▶ RECORDS PROVIDED
Issue #166, opened 2020-12-15
Zfinx Calling Convention


lenary:
LLVM Recently received a patch to add Zfinx support to the compiler: https://reviews.llvm.org/D93298

@jrtc27 correctly brings up the issue that this is going to cause some ABI compatibility issues, which we need to address going forwards.

At first thought, It seems to me that Zfinx code is compatible with the current calling convention if the ABI's FLEN is zero.

Beyond that, we probably need a single bit in the `e_flags` which represents if the F registers share storage with the X registers. 

These are just very initial thoughts about the easy path forwards, in order to start a discussion. I know there are harder issues to touch on when enabling extensions that are this intrusive to how ISA state is preserved.

jim-wilson:
Perhaps instead of dedicating a bit for zfinx, we expand the current 2-bit FLOAT_ABI field to 3 bits, and use one of the 4 new encoding for zfinx.  That leaves us with 3 free encodings that can be used for other float ABIs.  There is other FP related stuff coming, like zfh and alternate FP formats like posits and bfloat.  So we might have need for another float abi later on   Kito has made the same suggestion though I don't remember exactly where.  This does have the minor downside that the 3 bits won't be contiguous which might be a little confusing.

It is valid to use -mabi=ilp32 with -march=rv32gc, but zinfx is not compatible with rv32gc/ilp32 code, so we should not consider FLOAT_ABI_SOFT to be compatible with zfinx code.

kito-cheng:
I think we have 3 decision point here, 1) calling convention, 2) ELF flag allocation and 3) Naming, any missing?

- Calling Convention 
    1. Same as soft-float.
        - Pros:
 	      - Simple and consistent
        -  Cons:
 	      - Less efficient if parameter not aligned.
 	          - double precision instruction require register align to even register.
    2. Align to even register for parameter with 2 * XLEN data.
        - e.g. double and long long on RV32 and long double and _int128 for RV64
        - Pros:
 	      - No re-align issue for parameter.
        - Cons:
 	      - More parameters passing rule
    - Example code:
        - ```void foo(int a, double b);```
            - Option i: a passed in a0, b passed in a1 and a2 for RV32
            - Option ii: a passed in a0, b passed in a2 and a3 for RV32, a1 are skipped  for padding.
- ELF Flag
    1. Allocate dedicated bit for zfinx.
        - Pros:
            - Simple?
        - Cons:
            - Waste ELF flag bits compare to other options.
[...]

PR #189, opened 2021-05-05
Draft of ZFINX ABI: ilp32x and lp64x

kito-cheng:
- In this draft, we allocated a `e_flags` bit to represent `FINX` ABI,
  toolchian could use that to identify how to disassemble the object
  file correctly.

- We add `ilp32x` and `lp64x` to used for RV32 and RV64 with `zfinx`,
  this design is distinguish from existing `ilp32` and `lp64` calling
  convention.

- In #166, we discuss the potential optimization of this ABI, like register
  argument alignment and changing size of `long double`, but I think
  it's scope of EABI, although it's still unclear.

- Interaction with EABI:
  - Add EABI variant of `ilp32x` and `lp64x`: `eilp32x` and `elp64x`.

### DIFF
--- a/riscv-elf.md
+++ b/riscv-elf.md
@@ -305,7 +305,7 @@ This specification defines the following named ABIs:
   EF_RISCV_RVE).
 
 * <a name=abi-ilp32x></a> **ILP32X**: ILP32 with FinX calling convention (i.e.
-  ELFCLASS32, EF_RISCV_FLOAT_ABI_SOFT and EF_RISCV_FINX).
+  ELFCLASS32 and EF_RISCV_FLOAT_ABI_FINX).
 
 * <a name=abi-lp64></a> **LP64**: Integer calling-convention only, hardware
   floating-point calling convention is not used (i.e. ELFCLASS64 and
@@ -321,7 +321,7 @@ This specification defines the following named ABIs:
   convention for FLEN=128 (i.e. ELFCLASS64 and EF_RISCV_FLOAT_ABI_QUAD).
 
 * <a name=abi-lp64x></a> **LP64X**: LP64 with FinX calling convention (i.e.
-  ELFCLASS64, EF_RISCV_FLOAT_ABI_SOFT and EF_RISCV_FINX).
+  ELFCLASS64 and EF_RISCV_FLOAT_ABI_FINX).
 
 The ILP32\* ABIs are only compatible with RV32\* ISAs, and the LP64\* ABIs are
 only compatible with RV64\* ISAs. A future version of this specification may
@@ -478,9 +478,9 @@ rules about 2&times;XLEN aligned arguments being passed in "aligned" register pa
 * e_flags: Describes the format of this ELF file.  These flags are used by the
   linker to disallow linking ELF files with incompatible ABIs together.
 
-   Bit 0 | Bit  1 - 2 | Bit 3 | Bit 4 | Bit 5 | Bit 6 - 31
-  -------|------------|-------|-------|-------|-----------
-   RVC   | Float ABI  |  RVE  |  TSO  | FINX  | *Reserved*
+   Bit 0 | Bit  1 - 2 | Bit 3 | Bit 4 | Bit 5      | Bit 6 - 31
+  -------|------------|-------|-------|------------|-----------
+   RVC   | Float ABI  |  RVE  |  TSO  | Float ABI  | *Reserved*
 
   * EF_RISCV_RVC (0x0001): This bit is set when the binary targets the C ABI,
     which allows instructions to be aligned to 16-bit boundaries (the base RV32
@@ -499,17 +499,16 @@ rules about 2&times;XLEN aligned arguments being passed in "aligned" register pa
     store "float" and "double" values in F registers, but would not store "long
     double" values in F registers.  If none of the float ABI flags are set, the
     object is taken to use the soft-float ABI.
-  * EF_RISCV_FLOAT_ABI (0x0006): This macro is used as a mask to test for one
+  * EF_RISCV_FLOAT_ABI_FINX (0x0020): This bit is set when the binary targets
+    the FinX ABI which will use general purpose register for floating-point
+    instructions.
+  * EF_RISCV_FLOAT_ABI (0x0026): This macro is used as a mask to test for one
     of the above floating-point ABIs, e.g.,
     `(e_flags & EF_RISCV_FLOAT_ABI) == EF_RISCV_FLOAT_ABI_DOUBLE`.
   * EF_RISCV_RVE (0x0008): This bit is set when the binary targets the E ABI.
   * EF_RISCV_TSO (0x0010): This bit is set when the binary requires the RVTSO
     memory consistency model.
-  * EF_RISCV_FINX (0x0020): This bit is set when the binary targets the
-    FinX ABI which will use general purpose register for floating-point
-    instructions.
-
-  Until such a time that the *Reserved* bits (0xffffffe0) are allocated by
+  Until such a time that the *Reserved* bits (0xffffff80) are allocated by
   future versions of this specification, they shall not be set by standard
   software.
 
--- a/riscv-elf.md
+++ b/riscv-elf.md
@@ -278,6 +278,13 @@ The ILP32E calling convention is not compatible with ISAs that have registers
 that require load and store alignments of more than 32 bits. In particular, this
 calling convention must not be used with the D ISA extension.
 
+## <a name=ilp32e-calling-convention></a> ILP32X/LP64X Calling Convention
+
+The ILP32X/LP64 calling convention is designed to be usable with the zfinx
+extension. This calling convention is the same as the integer calling
+convention, but this calling convention must be used with Zfinx extension, that
+also implied this calling convention can't used with F extension.
+
 ## <a name=named-abis></a> Named ABIs
 
 This specification defines the following named ABIs:
@@ -297,6 +304,9 @@ This specification defines the following named ABIs:
   calling convention is not used (i.e. ELFCLASS32, EF_RISCV_FLOAT_ABI_SOFT, and
   EF_RISCV_RVE).
 
+* <a name=abi-ilp32x></a> **ILP32X**: ILP32 with FinX calling convention (i.e.
+  ELFCLASS32, EF_RISCV_FLOAT_ABI_SOFT and EF_RISCV_FINX).
+
 * <a name=abi-lp64></a> **LP64**: Integer calling-convention only, hardware
   floating-point calling convention is not used (i.e. ELFCLASS64 and
   EF_RISCV_FLOAT_ABI_SOFT).
@@ -309,6 +319,9 @@ This specification defines the following named ABIs:
 
 * <a name=abi-lp64q></a> **LP64Q**: LP64 with hardware floating-point calling
   convention for FLEN=128 (i.e. ELFCLASS64 and EF_RISCV_FLOAT_ABI_QUAD).
+
+* <a name=abi-lp64x></a> **LP64X**: LP64 with FinX calling convention (i.e.
+  ELFCLASS64, EF_RISCV_FLOAT_ABI_SOFT and EF_RISCV_FINX).
 
 The ILP32\* ABIs are only compatible with RV32\* ISAs, and the LP64\* ABIs are
 only compatible with RV64\* ISAs. A future version of this specification may
@@ -465,9 +478,9 @@ rules about 2&times;XLEN aligned arguments being passed in "aligned" register pa
 * e_flags: Describes the format of this ELF file.  These flags are used by the
   linker to disallow linking ELF files with incompatible ABIs together.
 
-   Bit 0 | Bit  1 - 2 | Bit 3 | Bit 4 | Bit 5 - 31
-  -------|------------|-------|-------|------------
-   RVC   | Float ABI  |  RVE  |  TSO  | *Reserved*
+   Bit 0 | Bit  1 - 2 | Bit 3 | Bit 4 | Bit 5 | Bit 6 - 31
+  -------|------------|-------|-------|-------|-----------
+   RVC   | Float ABI  |  RVE  |  TSO  | FINX  | *Reserved*
 
   * EF_RISCV_RVC (0x0001): This bit is set when the binary targets the C ABI,
     which allows instructions to be aligned to 16-bit boundaries (the base RV32
@@ -492,6 +505,9 @@ rules about 2&times;XLEN aligned arguments being passed in "aligned" register pa
   * EF_RISCV_RVE (0x0008): This bit is set when the binary targets the E ABI.
   * EF_RISCV_TSO (0x0010): This bit is set when the binary requires the RVTSO
     memory consistency model.
+  * EF_RISCV_FINX (0x0020): This bit is set when the binary targets the
+    FinX ABI which will use general purpose register for floating-point
+    instructions.
 
   Until such a time that the *Reserved* bits (0xffffffe0) are allocated by
   future versions of this specification, they shall not be set by standard
--- a/riscv-elf.md
+++ b/riscv-elf.md
@@ -280,7 +280,7 @@ calling convention must not be used with the D ISA extension.
 
 ## <a name=ilp32e-calling-convention></a> ILP32X/LP64X Calling Convention
 
-The ILP32X/LP64 calling convention is designed to be usable with the zfinx
+The ILP32X/LP64X calling convention is designed to be usable with the zfinx
 extension. This calling convention is the same as the integer calling
 convention, but this calling convention must be used with Zfinx extension, that
 also implied this calling convention can't used with F extension.


kito-cheng:
@tariqkurd-repo @lazyparser

riscv-elf.md
```diff
@@ -278,6 +278,13 @@ The ILP32E calling convention is not compatible with ISAs that have registers
 that require load and store alignments of more than 32 bits. In particular, this
 calling convention must not be used with the D ISA extension.
 
+## <a name=ilp32e-calling-convention></a> ILP32X/LP64X Calling Convention
+
+The ILP32X/LP64 calling convention is designed to be usable with the zfinx
+extension. This calling convention is the same as the integer calling
+convention, but this calling convention must be used with Zfinx extension, that
```
palmer-dabbelt, line 285: IMO this should be something like "This calling convention is the same as the integer calling convention, but the rounding  mode and accrued exceptions (I forgot if we clobber those?) are passed in FCSR."

That allows us to eventually generate code that implements the Zfinx ABI on systems that implement F.  That might not be such a useful target, but it'll avoid painting ourselves into a corner WRT Zfinx binaries.

riscv-elf.md
```diff
@@ -465,9 +478,9 @@ rules about 2&times;XLEN aligned arguments being passed in "aligned" register pa
 * e_flags: Describes the format of this ELF file.  These flags are used by the
   linker to disallow linking ELF files with incompatible ABIs together.
 
-   Bit 0 | Bit  1 - 2 | Bit 3 | Bit 4 | Bit 5 - 31
-  -------|------------|-------|-------|------------
-   RVC   | Float ABI  |  RVE  |  TSO  | *Reserved*
+   Bit 0 | Bit  1 - 2 | Bit 3 | Bit 4 | Bit 5 | Bit 6 - 31
+  -------|------------|-------|-------|-------|-----------
+   RVC   | Float ABI  |  RVE  |  TSO  | FINX  | *Reserved*
```
palmer-dabbelt, line 483: Maybe we should just call the FINX bit the third bit of the Float ABI?  It really is just an entirely different float ABI, you can't independently control FINX in conjunction with F/D.  This will encode the valid ABIs the same way (ie, 00 for float ABI and 1 for FINX/ float ABI 3) but will save us some bit patterns in case we ever need more floating-point ABIs in the future.

riscv-elf.md
kito-cheng: FCSR Clobber by function call is the current implementation, but the rounding mode and accrued exceptions isn't depend on ABI (at least in newlib), it depend on __riscv_flen, but we don't have clear description on that before, so add more word to state that sounds good idea.

[1] https://github.com/riscv/riscv-newlib/blob/riscv-newlib-3.2.0/newlib/libm/machine/riscv/fesetenv.c#L57

riscv-elf.md
kito-cheng: I consider that before[1], but I am not sure it's good way to go, since finx is slight different than the floating-point ABI, rv32if, rv32id and rv32iq can use soft float abi like ilp32, because it's really just describe how we pass the argument, but `FINX` is describe ISA feature stuff rather than floating-point calling convention.

[1] https://github.com/riscv/riscv-elf-psabi-doc/issues/166#issuecomment-798936200

riscv-elf.md
```diff
@@ -278,6 +278,13 @@ The ILP32E calling convention is not compatible with ISAs that have registers
 that require load and store alignments of more than 32 bits. In particular, this
 calling convention must not be used with the D ISA extension.
 
+## <a name=ilp32e-calling-convention></a> ILP32X/LP64X Calling Convention
+
+The ILP32X/LP64 calling convention is designed to be usable with the zfinx
```
cmuellner, line 283: Typo: s/LP64/LP64X

riscv-elf.md
palmer-dabbelt: I don't think that's the right way to go with ABIs.  IMO the whole point of splitting the ABI away from the ISA is to make sure that ABIs can be implemented on any ISA that has the required state elements to implement that ABI, which allows for compatibility between systems.  The other ABI flags don't prevent running binaries on systems, just linking them.  We've always said we'd add some other mechanism to prevent running the wrong binaries, and IDK if we ever got around to the whole 

That's what we've done (or at least was my understanding of the ABIs) for `RVC` and `RVE`: binaries without the `RVC` bit set can still be run on systems with the C extension (and can even contain C instructions), they just can't take advantage of the 16-bit alignment that the C extensions allows for (the same for binaries with the `RVE` bit set, which just can't use the extra 16 registers the I base ISA provides).  I don't see any reason that `FINX` can't be described the same way: systems with FD can still implement the ABI, they just need to juggle any FP arguments they want to compute on between the X and F registers.  For `Zfinx` that might seem a bit silly because you can't have both flavors at the same time, but decoupling the ABI allows users to gradually move between these two extensions.

I don't really care that much what we call the bits, my real goal here is to avoid allocating ELF flag bit combinations that aren't necessary.  Specifically, the only sane ABIs I can think of on Zfinx systems are "full soft float" and "FP args in X registers, global rounding mode in FCSR".  With two combinations we just need one bit, so as long as we're explicit in the ABI document about the "Float ABI" field being reserved (with soft float being the only allowed value) I'm fine what whatever names get picked.  I just don't want to lose those other "Float ABI" bit combinations, as they may be useful in the future.

That said, if we did deeply screw up the FCSR part of the ABI and it's too late to fix that then we may not even need a bit here.  Let's sort that out first?

jrtc27: AAPCS64 makes FPSR call-clobbered and FPCR requires calls to library functions (and to either preserve other bits at function boundaries or to not touch them at all), so as long as we similarly make no guarantees about FCSR then everything should just be fine to treat soft-float and Zfinx "hard"-float identically?

riscv-elf.md
palmer-dabbelt: I alluded to this being an ABI bug, but I think it's actually correct: the choice to use FCSR as opposed to a memory location is entirely contained within the C libraries, so the correct implementation will be called for the system (FSCR for systems with F registers, which makes the FP instructions function correctly).  I think that means we don't actually have any additional ABI exposed, at least at the C function call level, for global rounding modes.  Thus the presence of FCSR isn't really relevant to the ABI, that's all up to the C libraries.  It's a bit early and I'm juggling two meetings though, so I might be confused here.

I guess my question now is: do we even need a ZFINX bit?

jrtc27: That's what I keep trying to argue too :) I'm of the view we need no new ABI

aswaterman: Is the implication that compilers aren’t allowed to inline routines like fetestexcept? If all accesses to fcsr truly require a call into the C library, I think I agree.

jrtc27: That's my understanding. Neither GCC nor Clang (both trunk, both -O3) inline it for x86_64 or AArch64. I am far from an expert on floating-point in C, though, so it would be worthwhile seeking the opinion of someone better versed in this area, although I think the worst that happens is we eventually realise we do need a new ABI to make Zfinx faster for code that does use such library functions regularly, which is a much better place to be than adding an ABI we turn out to not need?

jrtc27: In particular, I'm vaguely aware of `#pragma STDC FENV_ACCESS ON`, and don't know if it has any nasty implications for this kind of thing.

aswaterman: Yeah, I'm outside of my competence zone, but I'm still tentatively thinking this is OK.

palmer-dabbelt: I hadn't heard of `FENV_ACCESS` before.  It sounds like `off` is the direction we might care about there, according to http://www.cplusplus.com/reference/cfenv/FENV_ACCESS/

    If set to on, the program informs the compiler that it might access the floating-point environment to test its status flags (exceptions) or run under control modes other than the one by default.

    If set to off, the compiler may perform certain optimizations that can subvert these tests and mode changes, and thus accessing the floating-point environment in the cases described above, causes undefined behavior.

I can't get GCC to inline `fesetenv()` via either `FENV_ACCESS` (which I think isn't supported in GCC in general) or via `-frounding-math` (which appears to require some backend hooks we don't have in GCC).

Assuming that's the case for LLVM as well I think the right way to go here is to add some sort of "fenv can only be get/set via library routines" line in the ABI somewhere.  If we need to make it fast we can add an ABI flag for that, but IMO that's not really a `Zfinx` ABI but instead a "fcsr can be accessed inline" ABI.  It would be possible to implement that ABI on either `Zfinx` or `F`.

aswaterman: @palmer-dabbelt Just to be clear, the hard-float calling conventions should continue to permit direct access to `fcsr`.  It's merely the soft-float conventions that should impose this constraint.

palmer-dabbelt: Ya, I don't see any reason to ban hard-float from direct access to `fcsr` -- it has to be there for the ABI to work otherwise, so that's fine.  Sorry that wasn't clear, I guess I was just down this rabbit hole.

jrtc27: It depends what you're doing; the AArch64 PCS says the following, which is quite a bit limited than what you say, and most of it would apply to a soft-float F or Zfinx compilation too:

> The FPSR is a status register that holds the cumulative exception bits of the floating-point unit. It contains the fields IDC, IXC, UFC, OFC, DZC, IOC and QC. These fields are not preserved across a public interface and may have any value on entry to a subroutine.
>
> The FPCR is used to control the behavior of the floating-point unit. It is a global register with the following properties.
>
> * The exception-control bits (8-12), rounding mode bits (22-23), flush-to-zero bits (24), and the AH and FIZ bits (0-1) may be modified by calls to specific support functions that affect the global state of the application.
> * The NEP bit (bit 2) must be zero on entry to and return from a public interface.
> * All other bits are reserved and must not be modified. It is not defined whether the bits read as zero or one, or whether they are preserved across a public interface.

palmer-dabbelt: OK, so just thinking about this I do think we have a bug.  The intent would be to allow something like

    double func(double a, double b) {
        fesetenv(...);
        return a * b;
    }

to function correctly in four combinations (all soft-float ABI):

* F code calling F libc: this works, they both use FCSR.
* F code calling non-F libc: this is broken.  The caller will use hard-float instructions, while the callee will set the soft-float rounding mode.
* non-F code calling F libc: IIUC this works, we've plumbed the soft-float fenv into fcsr (at least in glibc, though maybe someone should test that)
* non-F code calling non-F libc: this works, they both use soft float

IMO we can fix this by dynamically checking for fcsr in the soft-float libraries, which shouldn't be all that hard, won't require re-compiling user code, and we can just call a bug in glibc.  We should write this down somewhere in the ABI, though, and at this point I think it's probably best to put together another thread as I'm not sure what the behavior should actually be.

aswaterman: @palmer-dabbelt yes, I was assuming that the F-calling-soft-float case would require the C library to understand and actually use the fcsr internally (or combine fcsr with an in-memory variable or whatever). Not saying we’re getting this right today, but it seems doable.

palmer-dabbelt: OK.  I'm slammed with work stuff right now, but if nobody has time to write something up before I get back to this in my inbox (it'l like a thousand deep right now) then I'll put something together and go fix the glibc bug.

riscv-elf.md
kito-cheng: @palmer-dabbelt So your are preferring keep the other 3 possible ABI combination in e_flags, I strongly prefer record `zfinx` info in `e_flags`, I think let me update for that.

aswaterman (changes requested):
As seen in the comments on this PR, some of us do not believe an additional set of ABIs is necessary.  We should resolve that question before proceeding.

riscv-elf.md
aswaterman: Thanks, @palmer-dabbelt; if you can't get to it soon, then you should probably give a brain dump of your current thinking to @kito-cheng.  He can either flesh out the idea or tell us that we're wrong.

riscv-elf.md
palmer-dabbelt: I guess I just don't see what the actual difference is in the ABI that is getting indicated by this flag.  If it's just the "fcsr can be used directly" thing from above then that's fine, we should just be explicit about what the ABI means and about having the other flags reserved.

jim-wilson:
Most of the discussion has been about how the zfinx abi calling conventions aren't really any different from the ilp32/lp64 ABIs.  But the problem is not with the ABI but how the ABI and arch interact.

Consider this testcase
float
sub (int i, int j, int k, int l, float a, float b, float c)
{
  return a + b + c;
}
compiled with riscv32-unknown-elf-gcc -march=rv32gc -mabi=ilp32 -O -S I get
sub:
	fmv.w.x	fa5,a4
	fmv.w.x	fa4,a5
	fadd.s	fa5,fa5,fa4
	fmv.w.x	fa4,a6
	fadd.s	fa5,fa5,fa4
	fmv.x.w	a0,fa5
	ret
and note that the fmv.w.x fa5,a4 will clobber a5 on a zfinx machine, causing the code to fail.  I don't have a zfinx compiler handy, but if we compile this for zfinx the compiler can emit fadd.s a5,a5,a4 which will fail on a rv32if machine, as the instruction will operate on FP regs but the arguments will be in int regs.

So f/ilp32 and zfinx/ilp32 code are not compatible in either direction.  We need to give an error if someone tries to link the two different kinds of code together.  One way to do that is to make a new ABI ilp32x and then refuse to link that with other ABIs.  Another possibly better way to do this is to check the architecture.  Except that the architecture is only recorded in the ELF attributes, and we only emit the attributes for embedded targets.  We don't emit them for linux.  So there is a backward compatible problem.  Though maybe we can solve that by saying if that if you use zfinx then you must have ELF attributes in the object file, and if you link with a file that doesn't have ELF attributes that is an error.  Another possible solution is to put a zfinx arch bit in e_flags, which serves the same purpose as Kito's proposal, we are just calling it an arch bit now instead of an abi bit.

jrtc27:
We emit the attributes unconditionally in LLVM. GCC and binutils need to do the same if they're not already, then, because this is precisely the one of the problems it's there to address.

jim-wilson:
The ELF attributes weren't part of the psABI, and still aren't.  Maybe we need to fix that before we can require them?  Plus there is the concern that there are a lot of different random linux tools from random sources that might be confused about new sections in object files.  We didn't need them for linux as badly as we needed them for embedded targets, so the safe solution was to only emit them for embedded elf at the time.

It would be reasonable to enable them for linux in gcc now, but this will need to be tested to make sure we don't break distro builds, or linux kernel builds, or something else important.

jrtc27:
Please start testing then, because if there are issues with it we need to know ASAP otherwise this will block all the upcoming extensions, though I highly doubt there will be outside of maybe the Linux kernel itself; FreeBSD uses LLVM, which always emits the attributes section, and I have not heard of there being any issues as a result of that when building thousands of packages from its ports collection for RISC-V (nor do I recall it posing issues for the kernel, either, so Linux might still Just Work).

kito-cheng:
@jrtc27 and me has a discussion on ELF attribute today in private, the issue on ELF attribute didn't enabled on Linux is because ifunc scenario are not work well for current ELF attribute scheme/implementation yet.

Consider following case [Note: *1] compile with `-march=rv64i -mabi=lp64`:
```c
int
__attribute__((target("m")))
mul_m(int x, int y) {
    return x * y;
}

int
mul_i(int x, int y) {
    return x * y;
}
```
We'll emit something like following assembly code, set the arch attribute to rv64i, and then...use M-extension instruction in `mul_m`, which can't work with gnu assembler.
```
    .attribute      5, "rv64i2p0"
...
mul_m:
...
        mulw    a0, a1, a0
        ret
mul_i:
...
        call    __muldi3@plt
...
        ret

```

I'll create another another issue to discuss this, let focus on the zfinx ABI here :)

Note:
*1: This code is compile-able with clang/LLVM, but can't compile with GCC due to target attribute unimplemented.

jim-wilson:
I tested and committed a patch to enable riscv attributes by default for all riscv targets in the FSF GCC tree.

jim-wilson:
I don't think that Kito's point about attribute target is a problem.  The architecture specified in the attributes is the minimum that the code was compiled for.  It doesn't need to handle ifunc functions compiled for an architecture higher than the minimum.

jrtc27:
> I don't think that Kito's point about attribute target is a problem. The architecture specified in the attributes is the minimum that the code was compiled for. It doesn't need to handle ifunc functions compiled for an architecture higher than the minimum.

The issue is just that `.attribute arch` sets what the assembler will allow, so if you round-trip via assembly it no longer assembles without giving errors about needing to enable extensions.

jrtc27:
(or, even if you didn't make `.attribute arch` do that and required -march= be the maximal set of extensions, that's not always possible, e.g. if you want to ifunc between F and Zfinx code)

kito-cheng:
Hi all:

Here is an alternative proposal here:
- Keep using -mabi=ilp32/-mabi=lp64
- NO new bit for e_flags.
- Disassemble and linker use ELF attribute to check the compatibility.
- Advantage:
  - Prevent too much potential ZFINX variant, all calling convention are same but ZFINX 

For this proposal, we don't need to change the document.

kito-cheng:
We use the alternative proposal:
https://github.com/riscv/riscv-elf-psabi-doc/pull/198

▶ WHAT IS BEING ASKED
When a line contains the string "return", count that line; once every line of the records has been checked, state the count alone.

▶ EXERCISE OUTPUT
5